Opinion

Don’t Heed the Appeals of Trump’s Apologists

A Donald Trump candidacy is too high a price to pay for Republican Party unity or defeating Hillary Clinton.

After Donald Trump’s victory in the Indiana primary on Tuesday night, and Ted Cruz’ exit from the nominating contest, the chorus of mainstream Republicans calling on the party to accept the former television personality as its presidential candidate has grown louder.

“Donald Trump will be presumptive nominee,” wrote Reince Priebus, the Republican National Committee chairman, on Twitter. “We all need to unite and focus on defeating Hillary Clinton,” his likely Democratic opponent.

Priebus later said Trump represents “something different and something new” and that “is probably good for our party.”

Mike Huckabee, the former Arkansas governor and a lion of the Christian right, called on Republicans to “unite in defeating Hillary and abandoning and repudiating the hapless ‘Never Trump’ nonsense.”

They won’t be the last.

Vichy Republicans

The spectacle of so many once-respectable Republicans debasing themselves before the foulmouthed property tycoon from New York is a sad one to behold for everybody who believes America is better off with a sensible, center-right party.

From Chris Christie, the reformist New Jersey governor who was the only presidential contender to talk seriously about desperately-needed fixes to entitlements, throwing his support behind the one candidate who vows to make no changes to Medicaid or Social Security at all, to New Gingrich, the former House speaker who led the revival of conservatism as an intellectual and a governing philosophy in the 1990s, backing a man who is more ignorant and less fit for office than anyone who has ever got this close to the presidency in living memory, the last few months have seen Republican champion after Republican champion abdicate their responsibility to the future and health of their party — and indeed the republic.

Since the Atlantic Sentinel highlighted the worst of the “Vichy Republicans” in March, two man we once admired have joined their ranks: John Boehner, the pragmatic former House leader who managed to rescue the country from several funding crises despite the intransigence of many in his own party, and Jon Huntsman, the former China ambassador we endorsed for the right’s presidential nomination four years ago.

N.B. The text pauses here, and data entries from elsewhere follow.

PR #4628, opened 2025-04-22
CLDR-18516 GenerateBirths v48

srl295:
CLDR-18516

ALLOW_MANY_COMMITS=true


macchiati (approved):
Approving, but note that the tool also generates human readable files that can be checked in on CLDR staging for review.

PR #4629, opened 2025-04-22
CLDR-18464 Fix IndexOutOfBoundsException in ExampleGenerator.handleEras

pedberg-icu:
CLDR-18464

Addition of the new islamic era caused an IndexOutOfBoundsException in ExampleGenerator.handleEras, since it uses a hard-coded map to a list of sample dates for each era and it did not have an entry for the new islamic era. Fixed by adding the entry.

ALLOW_MANY_COMMITS=true


btangmu (approved):

sffc (commented):
LGTM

Both have suggested in recent days that it’s time for Republicans to come to terms with a Trump candidacy.

Underestimating the danger

If they think the Republican Party can weather Trump and recover in time for the 2020 election, they are making a serious mistake.

In the best-case scenario, Republicans will still lose in four years’ time due to the lasting damage Trump has done to their brand with ethnic minorities, including Hispanics, America’s fastest-growing demographic.

In the worst case, this website has argued, Trump will split the right, perhaps augur in a party realignment that could relegate Republicans to congressional opposition for another decade.

If rather they think Trump can be controlled by the Republican majority in Congress — which seems safe no matter what happens in November thanks to a combination of gerrymandering and ideological solidification — they should ask Franz von Papen how that is likely to pan out.

The strongman’s smile

Every so many weeks, we read reports about Trump’s henchmen trying to make their boss act and look more “presidential”. For a day or two, the candidate tones it down. He does the things presidents-in-the-making are supposed to do, like delivering a proper news conference or giving a foreign-policy speech at a Washington DC think tank.

And then a few days later it’s back to the bluster and the insults and the whining.

Why do Republicans so desperately want to believe in Trump’s new warmth? Andrew Sullivan argues in The New York Times Magazine that it’s because of the fear he has already inspired in them.

“Tyrants, like mob bosses, know the value of a smile,” he writes. “It’s part of the good-cop-bad-cop routine that will be familiar to anyone who has studied the presidency of Vladimir Putin.”

But it’s always an act.

Self-control

Trump, writes Sullivan, is utterly lacking in self-control.

Sleeping a handful of hours a night, impulsively tweeting in the early hours, improvising madly on subjects he knows nothing about, Trump rants and raves as he surfs an entirely reactive media landscape.

Frank Bruni has similarly argued in The New York Times that what defines Trump is his constant need for validation.

He’s addicted to attention, demanding regular fixes and going to ever greater lengths — in terms of reckless statements and provocative acts — to get them.

Imagine what that would mean for a Trump presidency.

Sullivan again: “Trump is as mercurial and as unpredictable and as emotional as the daily Twitter stream.” And America is contemplating giving him the nuclear launch codes.

Principle

Every Republican who accepts this as the price to pay for party unity or justifies voting for Trump by arguing that at least he’s better than Hillary Clinton is making a mockery of their conservatives principles.

Let them use every tool at their disposal to stop Trump before it really is too late. Take away his delegates, change the rules at the convention, launch a third-party bid. If all else fails, vote for Clinton.

Plenty of sensible rightwingers could, if they’re honest, live with a four-year Clinton Administration, especially when it is likely to be curtailed by a Republican Congress.

Four years of Donald Trump, by contrast, is taking such a huge risk that no honorable Republican who seriously contemplates it could determine to make it happen.